How I built a gamified, infinite-scroll video installation for the TIAT "Slop Epistemologies" exhibition—and optimized heavy web media to run smoothly on a $15 single-board computer.
In David Foster Wallace’s Infinite Jest, "The Entertainment" is a film cartridge so fatally mesmerizing that anyone who watches it loses all desire to do anything else, eventually dying of starvation while locked to the screen.
For the TIAT (The Intersection of Art & Technology) "Slop Epistemologies" exhibition in San Francisco, I wanted to explore this concept through the lens of modern algorithmic content consumption.
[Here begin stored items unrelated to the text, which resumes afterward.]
PR #591, opened 2023-03-23
Prevent renounceOwnership

### LINKED ISSUE #588: Boson voucher owner should not be able to renounceOwnership
### Description:

`BosonVoucher` inherits `OwnableUpgradeable` which implements method `renounceOwnership()`. If owner calls it, it loses its owner privileges, therefore it can no longer call methods with `onlyOwner` modifier. Affected functions are `preMint`, `burnPremintedVouchers`, `setContractURI`, `callExternalContract` and `setApprovalForAllToContract`.

If that happens, seller is not totally broken, since updating assistant address in the protocol also sets it as a new contract owner. Therefore this is then merely an inconvenience that can happen. It is still better to prevent it. 

Also, since `transferOwnership` is restricted (owner cannot call it directly) it does not make sense to leave a similar function unrestricted. Most likely renouncing ownership should be part of acount deactivation inside the protocol.

### Recommendation:
Override `renounceOwnership()` in `BosonVoucher` and revert if it is called.

zajck:
Fix #588

### DIFF
--- a/contracts/protocol/clients/voucher/BosonVoucher.sol
+++ b/contracts/protocol/clients/voucher/BosonVoucher.sol
@@ -571,6 +571,15 @@ contract BosonVoucherBase is
     }
 
     /**
+     * @notice Overriding renounceOwnership() from OwnableUpgradeable, so it's not possible to renounce ownership.
+     *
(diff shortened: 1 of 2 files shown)


anajuliabit (approved):
LGTM

mischat (approved):
LGTM

Issue #590, opened 2023-03-23
Support multiple collections per seller


zajck:
Implement proposal from https://github.com/bosonprotocol/BPIPs/pull/14 which introduces multiple boson voucher contracts per one seller.

zajck:
Implemented in #592

PR #592, opened 2023-03-28
Multiple collections per seller

zajck:
PR implements #590.

- In `contracts/domain/BosonTypes.sol`:
  - added new type `Collection` which contains collection address and its external id
  - `collectionIndex` is added to `Offer` struct
- in `contracts/interfaces/handlers/IBosonAccountHandler.sol` and `contracts/protocol/facets/SellerHandlerFacet.sol` two methods are added:
  - `createNewCollection` that creates an additional collection for the seller
  - `getSellersCollections` which returns default boson voucher address and list of additional collections
- in `contracts/protocol/facets/ExchangeHandlerFacet.sol`, 
  - all methods that previously interacted with clone address now get the correct clone address, based on collectionIndex, stored as the part of the offer
- VoucherClone `initializeVoucher` is changed to accept `_collectionIndex` and add it as part of the name and symbol. Might still be changed: https://github.com/bosonprotocol/BPIPs/discussions/15#discussioncomment-5402214
- added a new event `CollectionCreated` which is emitted when a new collection is created
- added/updated domain script and tests for `Collection` and `Offer`
- added unit tests for use cases with collections


contracts/protocol/bases/ProtocolBase.sol
```diff
@@ -701,4 +701,15 @@ abstract contract ProtocolBase is PausableBase, ReentrancyGuardBase {
         // Determine existence
         exists = (_exchangeId > 0 && condition.method != EvaluationMethod.None);
     }
+
```
anajuliabit, line 704: could you please add Natspec comments here?

contracts/protocol/bases/SellerBase.sol
```diff
@@ -153,14 +153,16 @@ contract SellerBase is ProtocolBase, IBosonAccountEvents {
...
      * @param _assistant - address of the assistant
      * @param _voucherInitValues - the fully populated BosonTypes.VoucherInitValues struct
      * @return cloneAddress - the address of newly created clone
      */
     function cloneBosonVoucher(
         uint256 _sellerId,
+        uint256 _collectionIndex,
         address _assistant,
-        VoucherInitValues calldata _voucherInitValues
+        VoucherInitValues memory _voucherInitValues
```
anajuliabit, line 165: can you explain why did you change this?

test/protocol/ExchangeHandlerTest.js
```diff
@@ -1722,6 +1821,36 @@ describe("IBosonExchangeHandler", function () {
...
+        // expected address of the first additional collection
+        const additionalCollectionAddress = calculateContractAddress(accountHandler.address, "2");
+        const additionalCollection = await ethers.getContractAt("BosonVoucher", additionalCollectionAddress);
+
+        // Revoke the voucher, expecting event
+        await expect(exchangeHandler.connect(assistant).revokeVoucher(exchange.id))
+          .to.emit(additionalCollection, "Transfer")
+          .withArgs(buyer.address, ethers.constants.AddressZero, tokenId);
+      });
+
```
anajuliabit, line 1853: I suppose it would be more logical if we organized test contexts based on previous steps required instead of always grouping them by function. This way, we could avoid repeating a lot of pre-test setups. Sometimes I also feel that our test organization leads to test duplication. For example, if we want to test a code block in `commitToOfferInternal`, we end up repeating the same test at least three times because we have three functions that call `commitToOfferInternal` (commitToOffer, commitToPreMintedOffer, and more recently commitToConditionalOffer).

I'm not saying that you should do this in this PR, just wanted to bring this topic up for future discussions

anajuliabit (changes requested):
Looks really good.

Just some thoughts

test/protocol/ExchangeHandlerTest.js
zajck: I agree that some test files are a bit out of hand, and would benefit from some refactoring.

But I'm not sure that the different grouping actually generally solves the duplication, it just turns the code around (it requires that some other part is duplicated).

For example, consider these two organizations:
**opt 1:**
```
context A
    setup A
    ... other tests with setup A ...
    test D with an additional setup D

context B
   setup B
   ... other tests with setup B ...
   test D with an additional setup D
```
**opt 2:**
```
context D
    setup D
    test D with an additional setup A
    test D with an additional setup B

context XY
   setup XY
   ...
   test X with setup A
   test Y with setup B
```

In both cases the `test D` is the test that is a "duplicate", except that tested functions A and B are different (let's say `commitToOffer`, `commitToPreMintedOffer`). Test D requires a setup that is a combination of setups for A and D or B and D.

Opt 1 is similar to what we have now, so the top context is based on the function and we later duplicated the code for test D.
Now if we turn this around and group it by test D, we still need two tests, where one includes A specific setup and the other has B specific setup. We sure can do that. But there will still exist other contexts that will require either setup A or setup B. So instead of setup D being duplicated across contexts, now contexts A and B will be duplicated.

And in some cases, opt 2 is indeed better (for example, if setup D is long compared to setup A/B). So if we just wanted to optimize the tests we could regroup them. And that would lead to scenario-based contexts. We had that in v1 and I can tell you it was a nightmare to maintain. When some feature was added/removed it was sometimes even hard to accurately pinpoint into which scenario(s) we should add it.

Also, I think it makes sense to stick to the same option across all tests. And if I'm choosing between what have now and setup-based contexts, I'm sticking with the function based.

But I agree a lot of parts could be refactored to reuse the same code. Because now, if we make a change that affects a "duplicate" test, we need to go and find all affected instances. Ideally, the duplicated part would be a sort of util function (can be on a file level if other tests don't need it) and the test would simply invoke that.

anajuliabit: Utility functions make sense to me. We can start migrating to functions when we need to add or refactor a test. A separate file would be better IMO, as we could reuse it in different facets, such as ExchangeHandlerTest and OrchestrationHandlerTest. I believe this would help make the codebase more legible, as our test files are currently too large.

anajuliabit (dismissed):
LGTM

contracts/interfaces/handlers/IBosonAccountHandler.sol
```diff
@@ -353,6 +370,17 @@ interface IBosonAccountHandler is IBosonAccountEvents {
...
+    /**
+     * @notice Gets the details about a seller's collections.
+     *
+     * @param _sellerId - the id of the seller to check
+     * @return defaultVoucherAddress - the address of the default voucher contract for the seller
+     * @return additionalCollections - an array of additional collections that the seller has created
+     */
+    function getSellersCollections(
+        uint256 _sellerId
+    ) external view returns (address defaultVoucherAddress, BosonTypes.Collection[] memory additionalCollections);
```
mischat, line 382: Do we worry about the Collection[] being too big ? Do we need something like a `getCollection(CollectionID)` or something ?

mischat: even if this is a good idea, i wouldn't block on it ...

mischat (approved):
This looks good to me !

contracts/interfaces/handlers/IBosonAccountHandler.sol
anajuliabit: I also think is a good idea, nice catch. 
I create an issue so this doesn't get loss 
https://github.com/bosonprotocol/boson-protocol-contracts/issues/709

anajuliabit (approved):
LGTM

mischat:
@anajuliabit thanks for creating the issue.

PR #595, opened 2023-03-30
Refactor tests

zajck:
Closes #593 

I made three changes:
- added a new util function `setupTestEnvironment` which deploys protocol. It can be reused across most of the tests. There are some exceptions (`ConfigHandlerTest`, `ProtocolDiamondTest` and `ProtocolInitializationHandlerTest`) where tests were written in a way that using `setupTestEnvironment` did not make sense
- First `beforeEach` in most of the test files was changed into `before` block, where we take evm snapshot at the end of the deployment and then after each test call `evm_revert`. This significantly improved execution time. To take snapshot and revert back to it I added two more util functions (`getSnapshot`, `revertToSnapshot`)
- I changed algorithm in `split-unit-tests-into-chunks` to make more even chunks which should on average result in lower execution time.

Issue #596, opened 2023-03-31
Remove redundant check on createTwinInternal


anajuliabit:
The code block at [https://github.com/bosonprotocol/boson-protocol-contracts/blob/100b9b05599f12a77b93f9e7986c207df93e4ab9/contracts/protocol/bases/TwinBase.sol#L79-L93](https://github.com/bosonprotocol/boson-protocol-contracts/blob/100b9b05599f12a77b93f9e7986c207df93e4ab9/contracts/protocol/bases/TwinBase.sol#L79-L93) is redundant and should be removed. 

The check for overlapping twins is already performed on lines [https://github.com/bosonprotocol/boson-protocol-contracts/blob/100b9b05599f12a77b93f9e7986c207df93e4ab9/contracts/protocol/bases/TwinBase.sol#L100-L106](https://github.com/bosonprotocol/boson-protocol-contracts/blob/100b9b05599f12a77b93f9e7986c207df93e4ab9/contracts/protocol/bases/TwinBase.sol#L100-L106), so it is not necessary to perform it on lines 79-93.

The lookup `twinIdsByTokenAddressAndBySeller` should be deprecated, as it is only used for this code block.

mischat:
@anajuliabit, in your description above, you say that the lines 

Lines 79 to 93 in [100b9b0](https://github.com/bosonprotocol/boson-protocol-contracts/commit/100b9b05599f12a77b93f9e7986c207df93e4ab9)

could be removed, as the check happens on (the same) lines : 

Lines 79 to 93 in [100b9b0](https://github.com/bosonprotocol/boson-protocol-contracts/commit/100b9b05599f12a77b93f9e7986c207df93e4ab9). 

Could you please link to where the check is already happenings for me, as it will make it easier for me to review the resultant PR, thanks?

anajuliabit:
@mischat sorry, description updated

mischat:
thanks, this will make it easier for me to review! 👍

PR #597, opened 2023-04-03
Code coverage 2.2.0

zajck:
This PR already includes changes from #583, #589, #591 and #595 which should be reviewed first.

The first run with a new coverage version.

- Added missing tests
- Updated config
- Updated npm script
- Added coverage to CI


test/protocol/TwinHandlerTest.js
```diff
@@ -377,12 +377,10 @@ describe("IBosonTwinHandler", function () {
...
         it("The twins region of protocol is paused", async function () {
           // Pause the twins region of the protocol
-          await pauseHandler
-            .connect(pauser)
-            .pause([PausableRegion.Offers, PausableRegion.Twins, PausableRegion.Bundles]);
+          await pauseHandler.connect(pauser).pause([PausableRegion.Twins]);
 
           // Attempt to Remove a twin, expecting revert
-          await expect(twinHandler.connect(assistant).removeTwin(twin.id)).to.revertedWith(RevertReasons.REGION_PAUSED);
+          await expect(twinHandler.connect(assistant).createTwin(twin)).to.revertedWith(RevertReasons.REGION_PAUSED);
```
anajuliabit, line 383: Why did you remove the `removeTwin` test?

test/protocol/TwinHandlerTest.js
```diff
@@ -557,6 +555,7 @@ describe("IBosonTwinHandler", function () {
           await twinHandler.connect(assistant).createTwin(twin);
 
           // Create new twin with same token address
+          // twin.supplyAvailable = "2"
```
anajuliabit, line 558: 👀

anajuliabit (changes requested):

test/protocol/TwinHandlerTest.js
zajck: This line was wrong since it's inside `createTwin()` context. There were two tests for paused regions that used removeTwin and none that used `createTwin`.

Test for pausable region for `removeTwin` is in line 724.

test/protocol/TwinHandlerTest.js
zajck: I guess I was testing my findings that led to #596 and I forgot to uncomment this.
I think it shouldn't affect the result, so I uncommented it.

mischat (approved):
LGTM

anajuliabit (approved):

We live in an era of infinite short-form video slop—hyper-optimized feeds designed to bypass critical thinking and keep our attention spans permanently "cooked."
The result is BrainRot TV — The Entertainment: an interactive, physical art installation where gallery visitors step up to a monitor, grab a physical USB slide advancer, and voluntarily "LOCK IN" to an endless, deteriorating stream of curated video slop.
While the conceptual premise is artistic, bringing it to life required solving fascinating full-stack and embedded systems engineering challenges. I had to build a responsive, immersive web application capable of playing endless video feeds, generating procedural audio, and tracking gamified psychological decay—all running flawlessly on a low-end Orange Pi Zero connected to a 640×480 CRT-style display.